A esa negación institucional se suma otro elemento, aún más profundo: la idea de que si no hay denuncias previas, si no hay agresiones documentadas, si no hay un historial evidente, entonces quizá no existía violencia. Lorente lo desmiente sin matices: que no se detecte violencia no significa que no exista. Que no haya denuncias no implica que no haya control, humillación o miedo. En la violencia de género, la falta de registro no es sinónimo de inocencia, sino de invisibilidad.
Y en este caso concreto, cincuenta puñaladas son la prueba más brutal de que la violencia estaba allí, aunque nadie quisiera o pudiera verla.
Una violación de derechos fundamentales
Desde una perspectiva de derechos humanos, la presidenta de la asociación Alanna, Chelo Álvarez, va aún más lejos: negar la violencia de género utilizando excusas individuales del agresor es una violación de derechos fundamentales. No se trata de una discusión semántica o ideológica; es una cuestión legal, constitucional y ética. España está obligada por el Convenio de Estambul, por CEDAW, por la Constitución y por sus propias leyes a reconocer, nombrar y combatir la violencia machista. Cada vez que una institución intenta borrarla del discurso, está incumpliendo ese deber.

Álvarez recuerda algo que debería ser obvio, pero que algunos discursos insisten en ensombrecer: millones de hombres viven situaciones difíciles —pobreza, dolor crónico, desempleo, depresión— y no asesinan a sus parejas. La violencia machista no nace de la precariedad ni del sufrimiento, sino del machismo. Del sentido de propiedad. De la idea estructural —y aprendida— de que la vida de una mujer puede ser un territorio controlable.
Y cada vez que un responsable público dice “no era violencia de género”, está sosteniendo, aunque sea de manera involuntaria, ese mismo andamiaje cultural.
Lo personal aquí se mezcla con lo político. Escuchar a un alcalde decir que un feminicidio no era violencia machista porque “la quería mucho” provoca un nudo difícil de explicar. No solo porque es falso, sino porque es cruel. Es cruel con la víctima, cruel con las mujeres que hoy viven con miedo, cruel con las familias que han perdido hijas, madres, hermanas.
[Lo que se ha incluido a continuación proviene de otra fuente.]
PR #12442, opened 2026-08-06
feat: resolve semantic convention names in trace queries

srikanthccv:
#### Description

- A referenced name in a trace query now resolves to a `LogicalField` (#12499): one field, addressed by the requested spelling, backed by its physical member keys. A semantic-convention family (`deployment.environment.name` / `deployment.environment`) merges into one expression with current-wins precedence; the response keeps the requested spelling.
- `FieldMapper` gets one new method, `ExistsFor` (the per-key presence primitive). `LogicalValueExpr` and `LogicalExistsExpr` build all family SQL in one place from `FieldFor` and `ExistsFor`; no signal implements family logic.
- Statement builders prefetch sibling spellings; the metadata store stays family-blind and autocomplete stays literal. Traces and the resource filter compile per logical field; logs, metrics, and the other signals keep their SQL unchanged.
- The `resolve_semconv_families` feature flag (default: disabled) gates all family behavior. With the flag off, the generated SQL is the same as main; tests pin this. Part of #6143.

#### Additional Information

- Stack: #12441 (merged) → **#12442** → #12443 → #12444 → #12445 → #12446 → #12447. This layer bases on main.
- Rollback: turn the flag off; stored telemetry is untouched.


pkg/modules/rulestatehistory/implrulestatehistory/field_mapper.go
```diff
@@ -64,6 +65,23 @@ func (m *fieldMapper) ColumnFor(ctx context.Context, _ valuer.UUID, _, _ uint64,
...
+// Real columns always exist; labels are checked for key membership.
+func (m *fieldMapper) ExistsFor(ctx context.Context, _ valuer.UUID, _, _ uint64, key *telemetrytypes.TelemetryFieldKey, exists bool) (string, error) {
+	col, err := m.getColumn(ctx, key)
+	if err != nil {
+		return "", err
+	}
+	if col.Name != "labels" || key.Name == "labels" {
+		return "true", nil
+	}
+	pred := fmt.Sprintf("has(JSONExtractKeys(labels), %s)", querybuilder.ClickHouseStringLiteral(key.Name))
```
tushar-signoz: `JSONHas(labels, key)` ?

pkg/modules/rulestatehistory/implrulestatehistory/field_mapper.go
```diff
@@ -64,6 +65,23 @@ func (m *fieldMapper) ColumnFor(ctx context.Context, _ valuer.UUID, _, _ uint64,
...
+// ExistsFor implements the per-key existence primitive of qbtypes.FieldMapper.
+// Real columns always exist; labels are checked for key membership.
+func (m *fieldMapper) ExistsFor(ctx context.Context, _ valuer.UUID, _, _ uint64, key *telemetrytypes.TelemetryFieldKey, exists bool) (string, error) {
+	col, err := m.getColumn(ctx, key)
+	if err != nil {
+		return "", err
+	}
+	if col.Name != "labels" || key.Name == "labels" {
+		return "true", nil
+	}
```
tushar-signoz: If key.name is "labels" then col.Name would always be "labels", condition appears to be weird ?

pkg/querybuilder/family_selectors.go
```diff
@@ -0,0 +1,64 @@
...
+// ExpandKeySelectorsForFamilies adds selectors for the other members of each
+// semantic-convention family that a selector names. The metadata fetched for
+// a query then contains each spelling that MatchingLogicalFields can group.
+// This function is the prefetch of the resolution layer: statement builders
+// call it after they derive the selectors, and the metadata store stays
+// family-blind (autocomplete responses keep the literal spelling that the
+// user typed). It does nothing when the resolve_semconv_families flag is off
+// for the org. Only trace selectors expand today, because that matches the
+// family support. Fuzzy (search-style) selectors never expand.
+func ExpandKeySelectorsForFamilies(ctx context.Context, orgID valuer.UUID, fl flagger.Flagger, selectors []*telemetrytypes.FieldKeySelector) []*telemetrytypes.FieldKeySelector {
```
tushar-signoz, line 32: nit: does it really need flagger and orgId ? we could just pass a bool flag as method is completely mechanical

pkg/querybuilder/family_selectors.go
```diff
@@ -0,0 +1,64 @@
...
+	"github.com/SigNoz/signoz/pkg/valuer"
+)
+
+// semconvFamiliesEnabled evaluates the resolve_semconv_families flag for the
+// org. A nil flagger means off, so a caller without family support stays
+// literal by default.
+func semconvFamiliesEnabled(ctx context.Context, orgID valuer.UUID, fl flagger.Flagger) bool {
+	if fl == nil {
+		return false
+	}
```
tushar-signoz, line 19: lets not do over loading flagger
edit: over loading on flagger

pkg/querybuilder/family_selectors.go
```diff
@@ -0,0 +1,64 @@
...
+
+	out := selectors
+	seen := make(map[string]bool, len(selectors))
+	for _, selector := range selectors {
+		seen[selector.Name] = true
+	}
+
+	for _, selector := range selectors {
+		if selector.Signal != telemetrytypes.SignalTraces ||
+			selector.SelectorMatchType == telemetrytypes.FieldSelectorMatchTypeFuzzy {
```
tushar-signoz, line 45: would need some clarity on the selectorMatchType, may be in second pass I would understand

pkg/querybuilder/logical_expr.go
```diff
@@ -0,0 +1,94 @@
...
+	if logical.FieldDataType == telemetrytypes.FieldDataTypeString {
+		// The trailing '' keeps single-key semantics for rows without any
+		// member: string maps read '' for an absent key, and negative
+		// operators must keep including such rows (see AddDefaultExistsFilter).
+		values := make([]string, 0, len(memberExprs))
+		for _, expr := range memberExprs {
+			values = append(values, fmt.Sprintf("NULLIF(%s, '')", expr))
+		}
+		return "COALESCE(" + strings.Join(values, ", ") + ", '')", nil
+	}
```
tushar-signoz, line 53: Didn't get this part, why not return NULL ?

pkg/querybuilder/logical_expr.go
```diff
@@ -0,0 +1,94 @@
...
+		if err != nil {
+			return "", err
+		}
+		guards = append(guards, guard)
+	}
+	combined := "(" + strings.Join(guards, " OR ") + ")"
+	if exists {
+		return combined, nil
+	}
+	return "NOT " + combined, nil
```
tushar-signoz, line 95: Should it not be ANDed for negative existence ?

pkg/querybuilder/where_clause_visitor.go
```diff
@@ -48,8 +51,11 @@ type filterExpressionVisitor struct {
 }
 
 type FilterExprVisitorOpts struct {
-	Context            context.Context
-	OrgID              valuer.UUID
+	Context context.Context
+	OrgID   valuer.UUID
+	// Flagger evaluates the resolve_semconv_families flag during resolution.
+	// A nil Flagger keeps resolution literal.
```
tushar-signoz, line 57: nit: usecase specific comment

pkg/statementbuilder/resourcefilter/condition_builder.go
```diff
@@ -14,12 +15,15 @@ import (
 
 type defaultConditionBuilder struct {
 	fm qbtypes.FieldMapper
+	// fl evaluates the resolve_semconv_families flag during resolution.
+	// A nil flagger keeps resolution literal.
```
tushar-signoz, line 19: 👎

pkg/statementbuilder/resourcefilter/condition_builder.go
```diff
@@ -44,10 +48,74 @@ func keyIndexFilter(key *telemetrytypes.TelemetryFieldKey) any {
...
+	if len(conditions) == 1 {
+		return conditions[0]
+	}
+	return sb.Or(conditions...)
+}
+
+func memberPresenceCondition(sb *sqlbuilder.SelectBuilder, column string, members []*telemetrytypes.TelemetryFieldKey, exists bool) string {
+	conditions := make([]string, 0, len(members))
+	for _, member := range members {
+		field := fmt.Sprintf("simpleJSONHas(%s, '%s')", column, member.Name)
```
tushar-signoz, line 99: JSONHas ?

pkg/querybuilder/family_selectors.go
srikanthccv: Would you say the same thing about everywhere where flagger is used? i.e Why pass the orgID and falgger, instead pass bool to check feature?

I would keep the feature existing same regardless of the function, it's better that way instead of passing a boolean for feature flag overall.

pkg/querybuilder/family_selectors.go
srikanthccv: I didn't get this, what is "over loading flagger"

pkg/querybuilder/family_selectors.go
srikanthccv: The family selector function adds the selector for the all member of the family but only when the selector type is exact, otherwise we can't add them as that would result in unrelated keys.

pkg/querybuilder/logical_expr.go
srikanthccv: returning NULL is incorrect, would a prepared query help you understand this better? there are tests in associated, let me know if this is still not clear.

pkg/querybuilder/logical_expr.go
srikanthccv: `deployment.environment`, `deployment.environment.name`

and the two examples,

```
deployment.environment exists
```

condition
```
(deployment.environment exists OR deployment.environment.name exists)
```

```
deployment.environment NOT exists
```

condition

```
NOT (deployment.environment exists OR deployment.environment.name exists)
```

It is `AND`, when we apply de-morgan, but either way it's correct,

it could be written also as

```
(deployment.environment NOT exists AND deployment.environment.name NOT exists)

```

but given the `NOT` as negation is better represents the intent.

pkg/statementbuilder/resourcefilter/condition_builder.go
srikanthccv: is it about the comment?

pkg/statementbuilder/resourcefilter/condition_builder.go
srikanthccv: everywhere in the `resource` builder, we deliberately use the `simpleJSONX` so will keep it that way

pkg/modules/rulestatehistory/implrulestatehistory/field_mapper.go
srikanthccv: `getColumn` maps a real column name to its column and everything else to `labels`. So the _always exists_ cases are two, the key is a real column, such as `rule_id`, or the key is the `labels` column itself.

There are two ways to express the same, either above one, oe

```
if col.Name == "labels" && key.Name != "labels" {
    return JSONHas(labels, key.Name)
    ...
}
return "true", nil
```

The code in opposite of this, still the same rule, does this clarify and look more readable?

pkg/modules/rulestatehistory/implrulestatehistory/field_mapper.go
srikanthccv: done

pkg/modules/rulestatehistory/implrulestatehistory/field_mapper.go
srikanthccv: Done

pkg/querybuilder/family_selectors.go
tushar-signoz: I meant lets not use flagger being nil as a signal.

srikanthccv: So there two options

- pass the bool as discussed in other thread
- pass the nil falgger, this not as a pattern to follow, but because we have stacked PRs and the support for logs and metrics is in draft.

for the passing the bool, did you mean, pass it just to this function so we can avoid nil check? Or did you mean pass bool in other instances also?

pkg/statementbuilder/resourcefilter/condition_builder.go
```diff
@@ -44,10 +48,74 @@ func keyIndexFilter(key *telemetrytypes.TelemetryFieldKey) any {
...
+	caseInsensitive bool,
+) string {
+	conditions := make([]string, 0, len(members))
+	for _, member := range members {
+		patterns := valueForIndexFilter(op, member, value)
+		switch values := patterns.(type) {
+		case []string:
+			for _, pattern := range values {
+				conditions = append(conditions, sb.Like(column, pattern))
+			}
```
tushar-signoz, line 81: Should this also consider caseInsensitive flag ?

pkg/statementbuilder/resourcefilter/condition_builder.go
```diff
@@ -44,10 +48,74 @@ func keyIndexFilter(key *telemetrytypes.TelemetryFieldKey) any {
...
+		default:
+			if caseInsensitive {
+				conditions = append(conditions, sb.ILike(column, values))
+			} else {
+				conditions = append(conditions, sb.Like(column, values))
+			}
```
tushar-signoz, line 87: Currently we have the indexes using lower() (correct me if this is not the case), should we skip adding condition in this case ?

pkg/statementbuilder/resourcefilter/condition_builder.go
tushar-signoz: Yes, I mis understood something. So this part is just for the index help ? should we use the keyIndexHelper that is already there ?

tushar-signoz (approved):
LGTM

pkg/statementbuilder/resourcefilter/condition_builder.go
srikanthccv: `memberPresenceCondition` is used when user writes expression `deployment.environment EXISTS`


it creates condition, `deployment.environment EXISTS OR deployment.environment.name EXISTS`

and the key index filter is already there. so the end expression will be

`(deployment.environment EXISTS OR deployment.environment.name EXISTS) AND (labels LIKE '% deployment.environment%' OR labels LIKE '% deployment.environment.name%')`

pkg/statementbuilder/resourcefilter/condition_builder.go
srikanthccv: Discussed, this should not be required in practice i.e the values is list and the list can't be input for `CONTAINS` or `LIKE`

pkg/statementbuilder/resourcefilter/condition_builder.go
srikanthccv: both indexes exist, `labels` and `lower(labels)`

pkg/querybuilder/family_selectors.go
srikanthccv: discussed; keeping as is, and it will be removed soon when the logs and metrics implementation lands.

therealpandey (approved):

Y también cruel con una sociedad que intenta avanzar mientras algunos discursos la empujan hacia atrás.
La pregunta entonces es inevitable: ¿qué implica decir que un hombre que asesta 50 puñaladas a su pareja “la quería mucho? Implica aceptar que el amor de un hombre puede expresarse a través de la violencia. Implica legitimar el mito del “crimen por amor”. Implica enviar a las víctimas un mensaje devastador: “si denuncia, quizá no te crean; si te matan, quizá encuentren una explicación”.
La violencia machista se sostiene también en las palabras. En cómo nombramos. En cómo justificamos. En cómo callamos. Y por eso importa tanto lo que dice un alcalde, un médico, una activista o un periodista. Importa porque cada discurso que atenúa la responsabilidad del agresor refuerza el sistema que permite que estos crímenes ocurran.